You just made your debut with Reinier Zonneveld’s excellent Filth On Acid label, tell us about that?

This EP was my solo debut, as I had a track with Citizen Kain on Filth on Acid before. I met Reinier last summer at Mystic Garden Festival in Amsterdam and I gave him the tracks. I am very happy about this EP and it is doing quite well, so I hope it won’t be the last one.

And of the three tracks on the EP, do you have a favourite? One that’s been doing well in your sets maybe?
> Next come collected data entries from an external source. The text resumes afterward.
PR #7788, opened 2023-11-07
VITIS-10034 Add Usage metrics for all XRT objects

rbramand-xilinx:
Added new Usage metrics logger that logs info about XRT objects like device, buffer, hw context, kernel etc
This information is collected in thread safe manner and the info is dumped in JSON format to a file after application run finishes
The info collected and spec for this solution is captured in [confluence page](https://confluence.amd.com/display/~rbramand/XRT+Usage+metrics+Logger)

NA

The proposed solution is explained in above confluence page

Low

Tested with a simple multi threaded bandwidth application and was able to generate JSON file properly with necessary info
The following is the JSON dump generated with application that has 5 threads :
```
{
    "thread 0": {
        "device": {
            "device_index": "0",
            "bdf": "0000:3b:00.1",
            "bos_peak_count": "3",
            "global_bos": {
                "total_count": "1",
                "size": "67108864 bytes",
                "avg_size": "67108864 bytes",
                "peak_size": "67108864 bytes",
                "bytes_synced_to_device": "0 bytes",
                "bytes_synced_from_device": "0 bytes"
            },
            "hw_context": [
                {
                    "id": "0",
                    "xclbin_uuid": "b3b30b4a-5ded-3ee7-88a9-f9d0859459ea",
                    "bos": {
                        "total_count": "2",
                        "size": "134217728 bytes",
                        "avg_size": "67108864 bytes",
                        "peak_size": "67108864 bytes",
                        "bytes_synced_to_device": "67108864 bytes",
                        "bytes_synced_from_device": "67108864 bytes"
                    },
                    "kernels": [
                        {
                            "name": "bandwidth",
                            "num_of_args": "4",
                            "num_total_runs": "1",
                            "avg_run_time": "172652 us"
                        }
                    ]
                }
            ]
        }
    },
    "thread 1": {
        "device": {
            "device_index": "0",
            "bdf": "0000:3b:00.1",
            "bos_peak_count": "3",
            "global_bos": {
                "total_count": "1",
                "size": "67108864 bytes",
                "avg_size": "67108864 bytes",
                "peak_size": "67108864 bytes",
                "bytes_synced_to_device": "0 bytes",
                "bytes_synced_from_device": "0 bytes"
            },
            "hw_context": [
                {
                    "id": "0",
                    "xclbin_uuid": "b3b30b4a-5ded-3ee7-88a9-f9d0859459ea",
                    "bos": {
                        "total_count": "2",
                        "size": "134217728 bytes",
                        "avg_size": "67108864 bytes",
                        "peak_size": "67108864 bytes",
                        "bytes_synced_to_device": "67108864 bytes",
                        "bytes_synced_from_device": "67108864 bytes"
                    },
                    "kernels": [
                        {
                            "name": "bandwidth",
                            "num_of_args": "4",
                            "num_total_runs": "1",
                            "avg_run_time": "84010 us"
                        }
                    ]
                }
            ]
        }
    },
    "thread 2": {
        "device": {
            "device_index": "0",
            "bdf": "0000:3b:00.1",
            "bos_peak_count": "3",
            "global_bos": {
                "total_count": "1",
                "size": "67108864 bytes",
                "avg_size": "67108864 bytes",
                "peak_size": "67108864 bytes",
                "bytes_synced_to_device": "0 bytes",
                "bytes_synced_from_device": "0 bytes"
            },
            "hw_context": [
                {
                    "id": "0",
                    "xclbin_uuid": "b3b30b4a-5ded-3ee7-88a9-f9d0859459ea",
                    "bos": {
                        "total_count": "2",
                        "size": "134217728 bytes",
                        "avg_size": "67108864 bytes",
                        "peak_size": "67108864 bytes",
                        "bytes_synced_to_device": "67108864 bytes",
                        "bytes_synced_from_device": "67108864 bytes"
                    },
                    "kernels": [
                        {
                            "name": "bandwidth",
                            "num_of_args": "4",
                            "num_total_runs": "1",
                            "avg_run_time": "342594 us"
                        }
                    ]
                }
            ]
        }
    },
    "thread 3": {
        "device": {
            "device_index": "0",
            "bdf": "0000:3b:00.1",
            "bos_peak_count": "3",
            "global_bos": {
                "total_count": "1",
                "size": "67108864 bytes",
                "avg_size": "67108864 bytes",
                "peak_size": "67108864 bytes",
                "bytes_synced_to_device": "0 bytes",
                "bytes_synced_from_device": "0 bytes"
            },
            "hw_context": [
                {
                    "id": "0",
                    "xclbin_uuid": "b3b30b4a-5ded-3ee7-88a9-f9d0859459ea",
                    "bos": {
                        "total_count": "2",
                        "size": "134217728 bytes",
                        "avg_size": "67108864 bytes",
                        "peak_size": "67108864 bytes",
                        "bytes_synced_to_device": "67108864 bytes",
                        "bytes_synced_from_device": "67108864 bytes"
                    },
                    "kernels": [
                        {
                            "name": "bandwidth",
                            "num_of_args": "4",
                            "num_total_runs": "1",
                            "avg_run_time": "261316 us"
                        }
                    ]
                }
            ]
        }
    },
    "thread 4": {
        "device": {
            "device_index": "0",
            "bdf": "0000:3b:00.1",
            "bos_peak_count": "3",
            "global_bos": {
                "total_count": "1",
                "size": "67108864 bytes",
                "avg_size": "67108864 bytes",
                "peak_size": "67108864 bytes",
                "bytes_synced_to_device": "0 bytes",
                "bytes_synced_from_device": "0 bytes"
            },
            "hw_context": [
                {
                    "id": "0",
                    "xclbin_uuid": "b3b30b4a-5ded-3ee7-88a9-f9d0859459ea",
                    "bos": {
                        "total_count": "2",
                        "size": "134217728 bytes",
                        "avg_size": "67108864 bytes",
                        "peak_size": "67108864 bytes",
                        "bytes_synced_to_device": "67108864 bytes",
                        "bytes_synced_from_device": "67108864 bytes"
                    },
                    "kernels": [
                        {
                            "name": "bandwidth",
                            "num_of_args": "4",
                            "num_total_runs": "1",
                            "avg_run_time": "84019 us"
                        }
                    ]
                }
            ]
        }
    }
}
```

NA

### DIFF
--- a/src/runtime_src/core/common/api/hw_context_int.h
+++ b/src/runtime_src/core/common/api/hw_context_int.h
@@ -32,15 +32,6 @@ get_core_device_raw(const xrt::hw_context& ctx);
 void
 set_exclusive(xrt::hw_context& ctx);
 
-// Get xclbin uuid associated with this context
-xrt::uuid
-get_xclbin_uuid(const xrt::hw_context& hwctx);
-
-// Get underlying hw ctx handle, this is used to uniquely identify
-// hw ctx when logging info related to it
-xrt_core::hwctx_handle*
-get_hwctx_handle(const xrt::hw_context& hwctx);
-
 // Allows the creation of the hardware context from a void pointer
 // to the hardware context implementation. We use a void pointer
 // because we need to dynamically link to the callbacks that exist in 
--- a/src/runtime_src/core/common/api/hw_context_int.h
+++ b/src/runtime_src/core/common/api/hw_context_int.h
@@ -32,9 +32,12 @@ get_core_device_raw(const xrt::hw_context& ctx);
 void
 set_exclusive(xrt::hw_context& ctx);
 
+// Get xclbin uuid associated with this context
 xrt::uuid
 get_xclbin_uuid(const xrt::hw_context& hwctx);
 
+// Get underlying hw ctx handle, this is used to uniquely identify
+// hw ctx when logging info related to it
 xrt_core::hwctx_handle*
 get_hwctx_handle(const xrt::hw_context& hwctx);
 
--- a/src/runtime_src/core/common/api/hw_context_int.h
+++ b/src/runtime_src/core/common/api/hw_context_int.h
@@ -32,6 +32,12 @@ get_core_device_raw(const xrt::hw_context& ctx);
 void
 set_exclusive(xrt::hw_context& ctx);
 
+xrt::uuid
+get_xclbin_uuid(const xrt::hw_context& hwctx);
+
+xrt_core::hwctx_handle*
+get_hwctx_handle(const xrt::hw_context& hwctx);
+
 // Allows the creation of the hardware context from a void pointer
 // to the hardware context implementation. We use a void pointer
 // because we need to dynamically link to the callbacks that exist in 
--- a/src/runtime_src/core/common/api/xrt_hw_context.cpp
+++ b/src/runtime_src/core/common/api/xrt_hw_context.cpp
@@ -118,10 +118,10 @@ public:
     return m_hdl.get();
   }
 
-  std::shared_ptr<xrt_core::usage_metrics::base_logger>
+  xrt_core::usage_metrics::base_logger*
   get_usage_logger()
   {
-    return m_usage_logger;
+    return m_usage_logger.get();
   }
 };
 
--- a/src/runtime_src/core/common/api/xrt_hw_context.cpp
+++ b/src/runtime_src/core/common/api/xrt_hw_context.cpp
@@ -12,6 +12,7 @@
 #include "core/common/device.h"
 #include "core/common/trace.h"
 #include "core/common/shim/hwctx_handle.h"
+#include "core/common/usage_metrics.h"
 #include "core/common/xdp/profile.h"
 
 #include <limits>
@@ -32,6 +33,7 @@ class hw_context_impl : public std::enable_shared_from_this<hw_context_impl>
   cfg_param_type m_cfg_param;
   access_mode m_mode;
   std::unique_ptr<xrt_core::hwctx_handle> m_hdl;
+  std::shared_ptr<xrt_core::usage_metrics::base_logger> m_usage_logger;
 
 public:
   hw_context_impl(std::shared_ptr<xrt_core::device> device, const xrt::uuid& xclbin_id, const cfg_param_type& cfg_param)
@@ -40,6 +42,7 @@ public:
     , m_cfg_param(cfg_param)
     , m_mode(xrt::hw_context::access_mode::shared)
     , m_hdl{m_core_device->create_hw_context(xclbin_id, m_cfg_param, m_mode)}
+    , m_usage_logger(xrt_core::usage_metrics::get_usage_metrics_logger())
   {
   }
 
@@ -48,6 +51,7 @@ public:
     , m_xclbin{m_core_device->get_xclbin(xclbin_id)}
     , m_mode{mode}
     , m_hdl{m_core_device->create_hw_context(xclbin_id, m_cfg_param, m_mode)}
+    , m_usage_logger(xrt_core::usage_metrics::get_usage_metrics_logger())
   {}
 
   std::shared_ptr<hw_context_impl>
@@ -114,6 +118,12 @@ public:
   {
     return m_hdl.get();
   }
+
+  std::shared_ptr<xrt_core::usage_metrics::base_logger>
+  get_usage_logger()
+  {
+    return m_usage_logger;
+  }
 };
 
 } // xrt
@@ -170,6 +180,11 @@ alloc_hwctx_from_cfg(const xrt::device& device, const xrt::uuid& xclbin_id, cons
   // called in XDP create a hw_context to the underlying implementation
   xrt_core::xdp::update_device(handle.get());
 
+  handle->get_usage_logger()->log_hw_ctx_info(handle->get_core_device()->get_device_id(),
+      reinterpret_cast<uintptr_t>(handle->get_hwctx_handle()), xclbin_id);
+  
+  std::cout << "hw ctx hdl ptr - " << reinterpret_cast<uintptr_t>(handle->get_hwctx_handle()) << std::endl;
+
   return handle;
 }
 
@@ -184,6 +199,9 @@ alloc_hwctx_from_mode(const xrt::device& device, const xrt::uuid& xclbin_id, xrt
   // The create_hw_context_from_implementation function is then 
   // called in XDP create a hw_context to the underlying implementation
   xrt_core::xdp::update_device(handle.get());
+
+  handle->get_usage_logger()->log_hw_ctx_info(handle->get_core_device()->get_device_id(),
+      reinterpret_cast<uintptr_t>(handle->get_hwctx_handle()), xclbin_id);
 
   return handle;
 }
--- a/src/runtime_src/core/common/api/xrt_hw_context.cpp
+++ b/src/runtime_src/core/common/api/xrt_hw_context.cpp
@@ -33,7 +33,8 @@ class hw_context_impl : public std::enable_shared_from_this<hw_context_impl>
   cfg_param_type m_cfg_param;
   access_mode m_mode;
   std::unique_ptr<xrt_core::hwctx_handle> m_hdl;
-  std::shared_ptr<xrt_core::usage_metrics::base_logger> m_usage_logger;
+  std::shared_ptr<xrt_core::usage_metrics::base_logger> m_usage_logger =
+      xrt_core::usage_metrics::get_usage_metrics_logger();
 
 public:
   hw_context_impl(std::shared_ptr<xrt_core::device> device, const xrt::uuid& xclbin_id, const cfg_param_type& cfg_param)
@@ -42,7 +43,6 @@ public:
     , m_cfg_param(cfg_param)
     , m_mode(xrt::hw_context::access_mode::shared)
     , m_hdl{m_core_device->create_hw_context(xclbin_id, m_cfg_param, m_mode)}
-    , m_usage_logger(xrt_core::usage_metrics::get_usage_metrics_logger())
   {
   }
 
@@ -51,7 +51,6 @@ public:
     , m_xclbin{m_core_device->get_xclbin(xclbin_id)}
     , m_mode{mode}
     , m_hdl{m_core_device->create_hw_context(xclbin_id, m_cfg_param, m_mode)}
-    , m_usage_logger(xrt_core::usage_metrics::get_usage_metrics_logger())
   {}
 
   std::shared_ptr<hw_context_impl>
@@ -149,18 +148,6 @@ void
 set_exclusive(xrt::hw_context& hwctx)
 {
   hwctx.get_handle()->set_exclusive();
-}
-
-xrt::uuid
-get_xclbin_uuid(const xrt::hw_context& hwctx)
-{
-  return hwctx.get_handle()->get_uuid();
-}
-
-xrt_core::hwctx_handle*
-get_hwctx_handle(const xrt::hw_context& hwctx)
-{
-  return hwctx.get_handle()->get_hwctx_handle();
 }
 
 xrt::hw_context
--- a/src/runtime_src/core/common/api/xrt_hw_context.cpp
+++ b/src/runtime_src/core/common/api/xrt_hw_context.cpp
@@ -119,7 +119,7 @@ public:
     return m_hdl.get();
   }
 
-  inline std::shared_ptr<xrt_core::usage_metrics::base_logger>
+  std::shared_ptr<xrt_core::usage_metrics::base_logger>
   get_usage_logger()
   {
     return m_usage_logger;
--- a/src/runtime_src/core/common/api/xrt_hw_context.cpp
+++ b/src/runtime_src/core/common/api/xrt_hw_context.cpp
@@ -119,7 +119,7 @@ public:
     return m_hdl.get();
   }
 
-  std::shared_ptr<xrt_core::usage_metrics::base_logger>
+  inline std::shared_ptr<xrt_core::usage_metrics::base_logger>
   get_usage_logger()
   {
     return m_usage_logger;
@@ -151,6 +151,18 @@ set_exclusive(xrt::hw_context& hwctx)
   hwctx.get_handle()->set_exclusive();
 }
 
+xrt::uuid
+get_xclbin_uuid(const xrt::hw_context& hwctx)
+{
+  return hwctx.get_handle()->get_uuid();
+}
+
+xrt_core::hwctx_handle*
+get_hwctx_handle(const xrt::hw_context& hwctx)
+{
+  return hwctx.get_handle()->get_hwctx_handle();
+}
+
 xrt::hw_context
 create_hw_context_from_implementation(void* hwctx_impl)
 {
@@ -180,10 +192,7 @@ alloc_hwctx_from_cfg(const xrt::device& device, const xrt::uuid& xclbin_id, cons
   // called in XDP create a hw_context to the underlying implementation
   xrt_core::xdp::update_device(handle.get());
 
-  handle->get_usage_logger()->log_hw_ctx_info(handle->get_core_device()->get_device_id(),
-      reinterpret_cast<uintptr_t>(handle->get_hwctx_handle()), xclbin_id);
-  
-  std::cout << "hw ctx hdl ptr - " << reinterpret_cast<uintptr_t>(handle->get_hwctx_handle()) << std::endl;
+  handle->get_usage_logger()->log_hw_ctx_info(handle.get());
 
   return handle;
 }
@@ -200,8 +209,7 @@ alloc_hwctx_from_mode(const xrt::device& device, const xrt::uuid& xclbin_id, xrt
   // called in XDP create a hw_context to the underlying implementation
   xrt_core::xdp::update_device(handle.get());
 
-  handle->get_usage_logger()->log_hw_ctx_info(handle->get_core_device()->get_device_id(),
-      reinterpret_cast<uintptr_t>(handle->get_hwctx_handle()), xclbin_id);
+  handle->get_usage_logger()->log_hw_ctx_info(handle.get());
 
   return handle;
 }
--- a/src/runtime_src/core/common/api/xrt_kernel.cpp
+++ b/src/runtime_src/core/common/api/xrt_kernel.cpp
@@ -2348,7 +2348,7 @@ public:
     // This is in critical path, we need to reduce log overhead 
     // as much as possible, passing kernel impl pointer instead of 
     // constructing args in place
-    m_usage_logger->log_kernel_start_info(kernel.get(), this);
+    m_usage_logger->log_kernel_run_info(kernel.get(), this, true, ERT_CMD_STATE_NEW);
     cmd->run();
   }
 
@@ -2429,14 +2429,21 @@ public:
   ert_cmd_state
   wait(const std::chrono::milliseconds& timeout_ms) const
   {
+    ert_cmd_state state {ERT_CMD_STATE_NEW}; // initial value doesn't matter
     if (timeout_ms.count()) {
       auto [ert_state, cv_status] = cmd->wait(timeout_ms);
-      return (cv_status == std::cv_status::timeout)
-        ? ERT_CMD_STATE_TIMEOUT
-        : ert_state;
+      if (cv_status == std::cv_status::timeout)
+        return ERT_CMD_STATE_TIMEOUT;
+
+      state = ert_state;
+    }
+    else {
+      state = cmd->wait();
     }
 
-    return cmd->wait();
+    m_usage_logger->log_kernel_run_info(kernel.get(), this, false, state);
+
+    return state;
   }
 
 
@@ -2459,8 +2466,10 @@ public:
       state = cmd->wait();
     }
 
-    if (state == ERT_CMD_STATE_COMPLETED)
+    if (state == ERT_CMD_STATE_COMPLETED) {
+      m_usage_logger->log_kernel_run_info(kernel.get(), this, false, state);
       return std::cv_status::no_timeout;
+    }
 
     std::string msg = "Command failed to complete successfully (" + cmd_state_to_string(state) + ")";
     throw xrt::run::command_error(state, msg);
--- a/src/runtime_src/core/common/api/xrt_kernel.cpp
+++ b/src/runtime_src/core/common/api/xrt_kernel.cpp
@@ -1297,7 +1297,8 @@ private:
   size_t num_cumasks = 1;              // Required number of command cu masks
   control_type protocol = control_type::none; // Default opcode
   uint32_t uid;                        // Internal unique id for debug
-  std::shared_ptr<xrt_core::usage_metrics::base_logger> m_usage_logger;
+  std::shared_ptr<xrt_core::usage_metrics::base_logger> m_usage_logger =
+      xrt_core::usage_metrics::get_usage_metrics_logger();
 
   // Open context of a specific compute unit.
   //
@@ -1521,7 +1522,6 @@ public:
     , xkernel(get_kernel_or_error(xclbin, name))               // kernel meta data managed by xclbin
     , properties(xrt_core::xclbin_int::get_properties(xkernel))// cache kernel properties
     , uid(create_uid())
-    , m_usage_logger(xrt_core::usage_metrics::get_usage_metrics_logger())
   {
     XRT_DEBUGF("kernel_impl::kernel_impl(%d)\n" , uid);
 
@@ -2080,7 +2080,8 @@ class run_impl
   uint32_t uid;                           // internal unique id for debug
   std::unique_ptr<arg_setter> asetter;    // helper to populate payload data
   bool encode_cumasks = false;            // indicate if cmd cumasks must be re-encoded
-  std::shared_ptr<xrt_core::usage_metrics::base_logger> m_usage_logger;
+  std::shared_ptr<xrt_core::usage_metrics::base_logger> m_usage_logger =
+      xrt_core::usage_metrics::get_usage_metrics_logger();
 
 public:
   uint32_t
@@ -2125,7 +2126,6 @@ public:
     , data(initialize_command(cmd.get()))
     , m_header(0)
     , uid(create_uid())
-    , m_usage_logger(xrt_core::usage_metrics::get_usage_metrics_logger())
   {
     XRT_DEBUGF("run_impl::run_impl(%d)\n" , uid);
   }
@@ -2145,7 +2145,6 @@ public:
     , m_header(rhs->m_header)
     , uid(create_uid())
     , encode_cumasks(rhs->encode_cumasks)
-    , m_usage_logger(xrt_core::usage_metrics::get_usage_metrics_logger())
   {
     XRT_DEBUGF("run_impl::run_impl(%d)\n" , uid);
   }
@@ -3199,12 +3198,6 @@ get_regmap_size(const xrt::kernel& kernel)
     return kernel.get_handle()->get_regmap_size();
 }
 
-std::string
-get_kernel_name(const xrt::kernel& kernel)
-{
-  return kernel.get_handle()->get_name();
-}
-
 xrt::hw_context
 get_hw_ctx(const xrt::kernel& kernel)
 {
@@ -3212,13 +3205,12 @@ get_hw_ctx(const xrt::kernel& kernel)
 }
 
 xrt::kernel
-create_kernel_from_implementation(void* kernel_impl)
+create_kernel_from_implementation(const xrt::kernel_impl* kernel_impl)
 {
   if (!kernel_impl)
     throw std::runtime_error("Invalid kernel context implementation."); 
 
-  xrt::kernel_impl* impl_ptr = static_cast<xrt::kernel_impl*>(kernel_impl);
-  return xrt::kernel(impl_ptr->get_shared_ptr());
+  return xrt::kernel(const_cast<xrt::kernel_impl*>(kernel_impl)->get_shared_ptr());
 }
 
 }} // kernel_int, xrt_core
--- a/src/runtime_src/core/common/api/xrt_kernel.cpp
+++ b/src/runtime_src/core/common/api/xrt_kernel.cpp
@@ -1557,7 +1557,7 @@ public:
     // amend args with computed data based on kernel protocol
     amend_args();
 
-    m_usage_logger->log_kernel_info(device->core_device, hwctx, name, args.size());
+    m_usage_logger->log_kernel_info(device->core_device.get(), hwctx, name, args.size());
   }
 
   // Delegating constructor with no module
@@ -2347,7 +2347,8 @@ public:
     // This is in critical path, we need to reduce log overhead 
     // as much as possible, passing kernel impl pointer instead of 
     // constructing args in place
-    m_usage_logger->log_kernel_run_info(kernel.get(), this, true, ERT_CMD_STATE_NEW);
+    // sending state as ERT_CMD_STATE_NEW for kernel start
+    m_usage_logger->log_kernel_run_info(kernel.get(), this, ERT_CMD_STATE_NEW);
     cmd->run();
   }
 
@@ -2440,7 +2441,7 @@ public:
       state = cmd->wait();
     }
 
-    m_usage_logger->log_kernel_run_info(kernel.get(), this, false, state);
+    m_usage_logger->log_kernel_run_info(kernel.get(), this, state);
 
     return state;
   }
@@ -2466,7 +2467,7 @@ public:
     }
 
     if (state == ERT_CMD_STATE_COMPLETED) {
-      m_usage_logger->log_kernel_run_info(kernel.get(), this, false, state);
+      m_usage_logger->log_kernel_run_info(kernel.get(), this, state);
       return std::cv_status::no_timeout;
     }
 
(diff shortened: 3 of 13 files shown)


src/runtime_src/core/common/usage_metrics.h
```diff
@@ -0,0 +1,167 @@
+// SPDX-License-Identifier: Apache-2.0
+// Copyright (C) 2023 Advanced Micro Devices, Inc. All rights reserved.
+#ifndef XRT_CORE_USAGE_METRICS_H
+#define XRT_CORE_USAGE_METRICS_H
+
+#include <chrono>
+#include <map>
+#include <memory>
+#include <stdint.h>
```
stsoe, line 9:
```suggestion
#include <cstdint>
```

src/runtime_src/core/common/usage_metrics.h
```diff
@@ -0,0 +1,167 @@
...
+struct device_metrics
+{
+  std::string bdf = "";
+  struct bo_metrics global_bos_met;
+  uint32_t bo_active_count = 0;
+  uint32_t bo_peak_count = 0;
+  std::vector<struct hw_ctx_metrics> hw_ctx_vec;
+};
+
+using metrics_map = std::map<std::thread::id, std::map<unsigned int, device_metrics>>;
```
stsoe, line 86: I don't think any of these structs are needed in the header file?
Can they be moved to the .cpp file?
This goes for the concrete `class usage_metrics_logge` also, it can be moved to .cpp.
We really don't want to expose the implementation of the metrics to  compilation units that include this header.

src/runtime_src/core/common/usage_metrics.h
```diff
@@ -0,0 +1,167 @@
...
+  log_buffer_info_destruct(unsigned int) {}
+
+  virtual void
+  log_buffer_sync(unsigned int, void*, size_t, xclBOSyncDirection) {}
+
+  virtual void
+  log_kernel_info(std::shared_ptr<xrt_core::device>, const xrt::hw_context&, const std::string&, size_t) {}
+
+  virtual void
+  log_kernel_run_info(void*, const void*, bool, ert_cmd_state) {}
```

The three track are all quite different and I still can’t pick a favourite. Moonwalk is a real peaktime track that makes the dancefloors go crazy. It works all the time and everywhere. Synaptic Wave also works similar, but it’s a much more special track. This one is a track that probably can still be played 10 years from now. And finally Shiver -the only one that didnt make the Techno top100 on Beatport. But still, this one is the favourite of many of the biggest names in the industry. It’s more underground and still makes dancefloors go wild. I cant really pick my favourite, but if I would have to I think it would be Synaptic Wave.

On the subject of DJing, you’ve played many of the worlds most important clubs and festivals now, tell us about an experience that blew your mind?

I played over 1600 gigs around the world so far and it is always very hard to choose the special ones. Of course – many years ago it was the performance at Berlin Loveparade, last year it was probably Tomorrowland, but one of my all-time best experiences was just now! Two weeks ago at Rainbow Serpent Festival in Australia. This Festival in the desert is quite unique and the people are really making it stand out. The dancefloor has such a great vibe, even at times, it has over 40 degrees Celsius in the shadow. The music on the massive Funktion One systems never stops for over 100 hours! Playing to a dancefloor of over 10,000 people that are truly into the music – that really blew my mind.

And are there any events coming up this year that you can’t wait to get to?

As always I am looking forward to the Ibiza season. I will probably play more than 10 gigs there and most of all I am looking forward to my nights at the Zoo Project. The location and the vibe are very special and are the best Ibiza experience one can have. Besides that I am very much looking forward to Mystic Garden Festival in Amsterdam – once again, a festival with an amazing crowd and atmosphere and it’s always a highlight in the annual calendar!

We read that you’ll be releasing with Carl Cox and Jon Rundell’s Intec Digital label this year, how did that come about?

It was quite funny. I was in Carl’s DJ booth last summer in Ibiza, but I didn’t want to disturb him, so I gave a stick with my music to my friend that works for Resistance. In the morning after the party, I bumped into Carl outside the club and he shouted: “Naka, I got your stick” while holding it up in the air. It took 2 months, but then I received the mail that he wanted to sign two tracks. These tracks where actually in high demand, I had more labels that all wanted these two, but finally, they will be released on June 14th with Intec.

Anything else you want to mention before we go?

Thank you for the opportunity! And I would like to ask the readers to stay open minded and listening to music with an open ear. Today’s clubbing and DJ industry are getting ruled by massive cooperations that try to tell you what you have to like. Now we are seeing the system of the EDM world taking over the techno world and that’s not healthy for the scene at all. The music should do the talking and not the money.